--- Task item ---
The answer must consist of the entire listing, repeated exactly.

::: Entries supplied :::

PR #1341, opened 2026-06-14
fix(license-scan): classify marker-excluded deps via static fallback

### LINKED ISSUE #1258: Follow-up from #1219: 1 item(s) (core)

mvillmow:
Add `STATIC_FALLBACK_LICENSES` to classify `tomli` and `tzdata` on the Python 3.13/Linux CI leg where their markers exclude them from installation. Previously these deps were skipped with a misleading note; now they resolve to their SPDX license from NOTICE, and unknown marker-excluded deps exit(2) instead of silently passing.

**Changes:**
- `scripts/check_license_compatibility.py`: add `STATIC_FALLBACK_LICENSES` dict (MIT for tomli, Apache-2.0 for tzdata); replace silent-skip branch with fallback-or-exit(2) logic; update docstring with new FAILS LOUDLY bullet
- `tests/unit/scripts/test_check_license_compatibility.py`: rename contradicted test; add `TestStaticFallback` class with 6 tests including two staleness-mitigation cross-checks (NOTICE value bound to per-package lines, real metadata when dep is installed)

Closes #1258

### DIFF
--- a/scripts/check_license_compatibility.py
+++ b/scripts/check_license_compatibility.py
@@ -62,7 +62,7 @@ ALLOWED_EXTRA_COPYLEFT: dict[str, frozenset[str]] = {
 # test suite cross-checks both keys and values against NOTICE and against real
 # installed metadata when the dep is actually installable.
 STATIC_FALLBACK_LICENSES: dict[str, list[str]] = {
-    "tomli": ["MIT"],          # python_version < '3.11'; NOTICE:58
+    "tomli": ["MIT"],  # python_version < '3.11'; NOTICE:58
     "tzdata": ["Apache-2.0"],  # platform_system == 'Windows'; NOTICE:28
 }
 
--- a/scripts/check_license_compatibility.py
+++ b/scripts/check_license_compatibility.py
@@ -15,9 +15,9 @@ FAILS LOUDLY (never silently passes):
     -> coverage hole -> exit 2. CI installs `.[all]` on a setup-python runner first.
   * a license string not in the mapping tables -> exit (PR:1 / main:0) with a
     hint to extend TROVE_TO_SPDX / LICENSE_ALIASES.
-  * a distributed dep whose PEP 508 marker excludes the current interpreter
-    -> classified via FALLBACK_LICENSES (NOTICE-backed); if no entry exists
-    -> exit 2. Add new marker-excluded deps to FALLBACK_LICENSES.
+  * a markered-out dep (installable_now=False) with no entry in
+    STATIC_FALLBACK_LICENSES -> exit 2. Add the package + SPDX id from NOTICE,
+    then update the cross-check tests in tests/unit/scripts/.
 
 Stdlib only (importlib.metadata + packaging, both already runtime deps); runs
 under plain `python3` once the package + extras are pip-installed.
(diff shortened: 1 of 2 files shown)


tests/unit/scripts/test_check_license_compatibility.py
```diff
@@ -257,3 +258,102 @@ def test_pygithub_lgpl_fixture_passes(self, tmp_path):
...
+    """STATIC_FALLBACK_LICENSES classifies marker-excluded deps instead of skipping.
+
+    Staleness mitigations:
+    - test_static_values_match_installed_metadata: cross-checks against real
+      importlib.metadata when the dep IS installable (catches license drift).
+    - test_static_values_match_notice: cross-checks against NOTICE (the
+      authoritative human-readable analysis per the script's own docstring).
+    """
+
+    def test_tomli_fallback_classifies_as_compatible(self):
```
mvillmow, line 273: P4/DRY: `test_tomli_fallback_classifies_as_compatible` is a verbatim duplicate of `test_uninstalled_other_python_dep_with_fallback_classifies_not_fails` (line 143): identical patches, identical assertion, identical package. Since the renamed test in `TestLoudFailure` already covers 'known fallback → compatible, not a hole', this test adds zero new coverage. Either remove it and let the `TestLoudFailure` test carry the contract, or differentiate it (e.g. assert the printed note contains the package name, or assert `ids == ["MIT"]` from a spy).

scripts/check_license_compatibility.py
```diff
@@ -263,13 +277,22 @@ def scan(records: dict[str, dict] | None = None) -> list[tuple[str, list[str]]]:
...
             print(
-                f"note: skipping {pkg!r} — distributed only under another "
-                "Python/platform (marker excludes this interpreter); it is "
-                "classified on the matching CI matrix row.",
+                f"note: {pkg!r} excluded by marker in this env; "
+                f"classifying via static fallback from NOTICE: {fallback}",
                 file=sys.stderr,
             )
-            continue
+            ids = fallback
```
mvillmow, line 296: P7/POLA: The `scan()` docstring (line 264, pre-existing) now contradicts the behavior introduced by this diff. It says marker-excluded deps "are skipped with a note, not treated as a hole" — but lines 280-295 (new in this diff) either classify them via `STATIC_FALLBACK_LICENSES` or `exit(2)`. A caller reading only the docstring will have incorrect expectations. Update the docstring to: "Deps absent only because their marker excludes the current interpreter are classified via `STATIC_FALLBACK_LICENSES`, or exit 2 if the dep has no fallback entry."

mvillmow (commented):
Implementation is correct and complete: fallback dict, exit(2) for unknown deps, and NOTICE cross-check are all sound. Two minor issues: duplicate tomli test and stale scan() docstring.

tests/unit/scripts/test_check_license_compatibility.py
mvillmow: Resolved by the automation reviewer after a GO implementation review.

scripts/check_license_compatibility.py
mvillmow: Resolved by the automation reviewer after a GO implementation review.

:::

--- Your solution ---
PR #1341, opened 2026-06-14
fix(license-scan): classify marker-excluded deps via static fallback

### LINKED ISSUE #1258: Follow-up from #1219: 1 item(s) (core)

mvillmow:
Add `STATIC_FALLBACK_LICENSES` to classify `tomli` and `tzdata` on the Python 3.13/Linux CI leg where their markers exclude them from installation. Previously these deps were skipped with a misleading note; now they resolve to their SPDX license from NOTICE, and unknown marker-excluded deps exit(2) instead of silently passing.

**Changes:**
- `scripts/check_license_compatibility.py`: add `STATIC_FALLBACK_LICENSES` dict (MIT for tomli, Apache-2.0 for tzdata); replace silent-skip branch with fallback-or-exit(2) logic; update docstring with new FAILS LOUDLY bullet
- `tests/unit/scripts/test_check_license_compatibility.py`: rename contradicted test; add `TestStaticFallback` class with 6 tests including two staleness-mitigation cross-checks (NOTICE value bound to per-package lines, real metadata when dep is installed)

Closes #1258

### DIFF
--- a/scripts/check_license_compatibility.py
+++ b/scripts/check_license_compatibility.py
@@ -62,7 +62,7 @@ ALLOWED_EXTRA_COPYLEFT: dict[str, frozenset[str]] = {
 # test suite cross-checks both keys and values against NOTICE and against real
 # installed metadata when the dep is actually installable.
 STATIC_FALLBACK_LICENSES: dict[str, list[str]] = {
-    "tomli": ["MIT"],          # python_version < '3.11'; NOTICE:58
+    "tomli": ["MIT"],  # python_version < '3.11'; NOTICE:58
     "tzdata": ["Apache-2.0"],  # platform_system == 'Windows'; NOTICE:28
 }
 
--- a/scripts/check_license_compatibility.py
+++ b/scripts/check_license_compatibility.py
@@ -15,9 +15,9 @@ FAILS LOUDLY (never silently passes):
     -> coverage hole -> exit 2. CI installs `.[all]` on a setup-python runner first.
   * a license string not in the mapping tables -> exit (PR:1 / main:0) with a
     hint to extend TROVE_TO_SPDX / LICENSE_ALIASES.
-  * a distributed dep whose PEP 508 marker excludes the current interpreter
-    -> classified via FALLBACK_LICENSES (NOTICE-backed); if no entry exists
-    -> exit 2. Add new marker-excluded deps to FALLBACK_LICENSES.
+  * a markered-out dep (installable_now=False) with no entry in
+    STATIC_FALLBACK_LICENSES -> exit 2. Add the package + SPDX id from NOTICE,
+    then update the cross-check tests in tests/unit/scripts/.
 
 Stdlib only (importlib.metadata + packaging, both already runtime deps); runs
 under plain `python3` once the package + extras are pip-installed.
(diff shortened: 1 of 2 files shown)


tests/unit/scripts/test_check_license_compatibility.py
```diff
@@ -257,3 +258,102 @@ def test_pygithub_lgpl_fixture_passes(self, tmp_path):
...
+    """STATIC_FALLBACK_LICENSES classifies marker-excluded deps instead of skipping.
+
+    Staleness mitigations:
+    - test_static_values_match_installed_metadata: cross-checks against real
+      importlib.metadata when the dep IS installable (catches license drift).
+    - test_static_values_match_notice: cross-checks against NOTICE (the
+      authoritative human-readable analysis per the script's own docstring).
+    """
+
+    def test_tomli_fallback_classifies_as_compatible(self):
```
mvillmow, line 273: P4/DRY: `test_tomli_fallback_classifies_as_compatible` is a verbatim duplicate of `test_uninstalled_other_python_dep_with_fallback_classifies_not_fails` (line 143): identical patches, identical assertion, identical package. Since the renamed test in `TestLoudFailure` already covers 'known fallback → compatible, not a hole', this test adds zero new coverage. Either remove it and let the `TestLoudFailure` test carry the contract, or differentiate it (e.g. assert the printed note contains the package name, or assert `ids == ["MIT"]` from a spy).

scripts/check_license_compatibility.py
```diff
@@ -263,13 +277,22 @@ def scan(records: dict[str, dict] | None = None) -> list[tuple[str, list[str]]]:
...
             print(
-                f"note: skipping {pkg!r} — distributed only under another "
-                "Python/platform (marker excludes this interpreter); it is "
-                "classified on the matching CI matrix row.",
+                f"note: {pkg!r} excluded by marker in this env; "
+                f"classifying via static fallback from NOTICE: {fallback}",
                 file=sys.stderr,
             )
-            continue
+            ids = fallback
```
mvillmow, line 296: P7/POLA: The `scan()` docstring (line 264, pre-existing) now contradicts the behavior introduced by this diff. It says marker-excluded deps "are skipped with a note, not treated as a hole" — but lines 280-295 (new in this diff) either classify them via `STATIC_FALLBACK_LICENSES` or `exit(2)`. A caller reading only the docstring will have incorrect expectations. Update the docstring to: "Deps absent only because their marker excludes the current interpreter are classified via `STATIC_FALLBACK_LICENSES`, or exit 2 if the dep has no fallback entry."

mvillmow (commented):
Implementation is correct and complete: fallback dict, exit(2) for unknown deps, and NOTICE cross-check are all sound. Two minor issues: duplicate tomli test and stale scan() docstring.

tests/unit/scripts/test_check_license_compatibility.py
mvillmow: Resolved by the automation reviewer after a GO implementation review.

scripts/check_license_compatibility.py
mvillmow: Resolved by the automation reviewer after a GO implementation review.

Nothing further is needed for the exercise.